蔣裕讓那小廝牽着馬一直回到家中,又將那下人招到一旁說話。
「老爺,您可能不記得小的,小的是二房的下人,二房二老爺替長房老太爺說話被流放之後,我們這些人無處可去,就回到了族裏。」
蔣裕像是被人提醒了一句,立即想起二房對長房的情分。
「老爺,別的小的不知曉。您還記得二房的三老爺為什麼要將親生女兒送給旁人做妾室嗎?」
因為蔣家蒙冤,蔣禮才想方設法走了端王的路子,將蔣玉珍送給了端王。
大家都當想方設法為蔣家翻案的人是他,其實,一直都是二房的兩個兄弟暗中施力,現在二房的兩個兄弟不在了,蔣家剩下他來主事。
他不能沒有個主意。
蔣裕眼前掠過蔣禮和蔣玉珍的面孔。很快又想起了躺在床上奄奄一息的妍姐。
他的心如同被剖成了兩半。不知該何去何從。
……
「是從江寧傳來的水旱疾疫。」
婉寧聽着何英稟告,「文書已經進了京城,二爺已經進宮去了。」
婉寧放下手裏的醫書。按住心驚,「薊州怎麼樣?有沒有具體的消息?」
何英低聲道:「流民已經在城外,看樣子疫病應該傳的很厲害。」
疫病傳到了薊州,很快就能到順天。
婉寧點了點頭。吩咐何英,「家裏沒事。你去宮外等二爺。」
何英彎腰退下去。
從江寧傳來的疾疫就像太祖年間那一次一樣,來勢洶洶,有種控制不住的態勢,從江寧傳到薊州不過用了半個月的時間。
消息傳進京城才幾個時辰。許多人就斷言這是「大疫。」
朝廷如今要做的不止是防治疫病,更重要的是守住邊疆的隘口免得番族趁機起戰事。
張戚程聽得眼睛發亮。
這是天助端王。
這時候有了疫病,局面就會混亂。更何況是疫病已經到了離順天這樣近的薊州。
本來陳文實在宣府,恐怕和瓦剌談好的條件瓦剌還不能答應。畢竟陳文實是常勝將軍,瓦剌人望之生畏,可若是能借了疫病的勢,那就大大不同了。
誰不想渾水摸魚。
他們等的機會來了。
南直隸貪墨,福建詔安海盜,清丈土地都沒讓朝廷亂起來,可是這疫病卻是誰也奈何不了的。…

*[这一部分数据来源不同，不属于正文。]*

PR #1082, opened 2023-10-05
[WIP] request snappy compression of ReadRowsResponse and decompress compressed messages

yqiu2:
this does not build because the new proto fields in the TableReadOptions and the ReadRowsResponse do not exist (yet).

### DIFF
--- a/.gitignore
+++ b/.gitignore
@@ -32,3 +32,6 @@ AdAdHocITSuite.scala
 
 # Mac
 .DS_Store
+
+# Visual Studio IDE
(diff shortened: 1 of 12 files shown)


yqiu2:
How can I populate an unknown proto field, response_compression_codec, and how can I read unknown proto field uncompressed_byte_size?   

alternatively,

can I generate a custom private Java Client library containing new proto fields, and make this connector not resolve  dependencies to maven, but to my custom private Java Client library?  Will this work?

張戚程忽然激動起來,他們被崔奕廷壓制了太久,終於要翻身了。
他這口氣已經憋了太長時間。
……
瘟疫的消息傳進宮,皇上召見了夏大學士等人進宮,內閣將太祖時瘟疫的文書翻出來和如今的情形對比 。
有說是江寧隱瞞疫情,有人說是清丈土地鬧得人心惶惶。
江寧的事也和吏部的動盪聯繫起來。
推行新政又一次被推到風口浪尖。
其實崔奕廷在福建清丈土地完全不用那麼着急,哪朝哪代新政不是慢慢地推行下去,崔奕廷畢竟年輕,慫恿皇上用重典。

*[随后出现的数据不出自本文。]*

PR #1094, opened 2023-10-18
CVE-2023-5072: Upgrading the org.json:json dependency

davidrabinowitz:


isha97:
There are additional code duplication removal commits which should not be part of this PR.

isha97 (approved):

PR #1096, opened 2023-10-18
Support Dynamic Partition Overwrite [DIRECT write, Range Partitioning]

isha97:


bigquery-connector-common/src/main/java/com/google/cloud/bigquery/connector/common/BigQueryClient.java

大儒不能斷言瘟疫,卻將話題又引到新政上,說什麼「張而不馳,文武弗能也;弛而不張,文武弗為也。」
皇上聽得這話青筋頓時從額頭上跳出來,「什麼都怪新政,水旱疾疫,那是上天不作美,朕看,怪不得崔奕廷,因為朕才是天子,要怪只能怪朕失德。」
皇上用失德兩個字,來替一個臣子說話,這是亘古未聞的事。
養心殿裏的臣子都誠惶誠恐地跪下來。
只要有皇帝在,仿佛什麼事都不能影響崔奕廷的仕途。
京城已經人盡皆知瘟疫之事,如今最要緊的是穩住福建的局勢。
吏部之前還推選了幾個人選,聽說鬧瘟疫大家卻又很有默契的住了嘴。
皇上不聲不吭地讓內閣擬奏摺,夏大學士等幾個官員被憋了一晚上,天亮了才放出宮。
婉寧也是在這時候見到崔奕廷。
崔奕廷脫掉外面官服,裏面的衣服有些微濕,這樣大熱的天氣在南書房裏站了一晚上可想而知會是什麼情形。

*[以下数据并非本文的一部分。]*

PR #1097, opened 2023-10-18
Upgraded dependencies

davidrabinowitz:


CHANGES.md
```diff
@@ -2,6 +2,12 @@
 
 ## Next
 
+* BigQuery API has been upgraded to version 2.33.2
+* BigQuery Storage API has been upgraded to version 2.44.0
+* GAX has been upgraded to version 2.35.0
+* gRPC has been upgraded to version 1.58.0
+* Protocol Buffers has been upgraded to version 3.24.4
+
```
isha97, line 10: Do we need to document all version upgrades? I don;t see the dataproc, gcs version upgrades here

davidrabinowitz: We've been doing that for the past few years. It's also the common practice for our dependencies

isha97 (approved):

PR #1104, opened 2023-10-24
Fixed nested field predicate pushdown

davidrabinowitz:


isha97 (approved):

spark-bigquery-connector-common/src/main/java/com/google/cloud/spark/bigquery/SparkFilterUtils.java
```diff
@@ -338,6 +338,8 @@ static String escape(String value) {
   }
 
   static String quote(String value) {
-    return "`" + value + "`";
+    return value.contains(".")
+        ? Arrays.stream(value.split("\\.")).collect(Collectors.joining("`.`", "`", "`"))
```
satybald, line 342: could we add a comment to describe better what's going on here?

davidrabinowitz: Added comment, thanks for the suggestion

婉寧將準備好的衣服給崔奕廷換上,「什麼時候去衙門?」
她的手輕軟,系扣子的本事見長,說着話手指翻飛已經將衣服給他穿好。
崔奕廷道:「歇一個時辰就要走。」
一晚上就換來一個時辰。
說着話崔奕廷躺去了炕上,婉寧將炕頭的窗子落下來,將崔奕廷腳下的窗子打開。
崔奕廷靠在迎枕上,臉上的表情鬆懈,仿佛瞬間放下了冷硬的盔甲。婉寧拿起扇子輕輕地搖着,想讓崔奕廷睡得舒服些。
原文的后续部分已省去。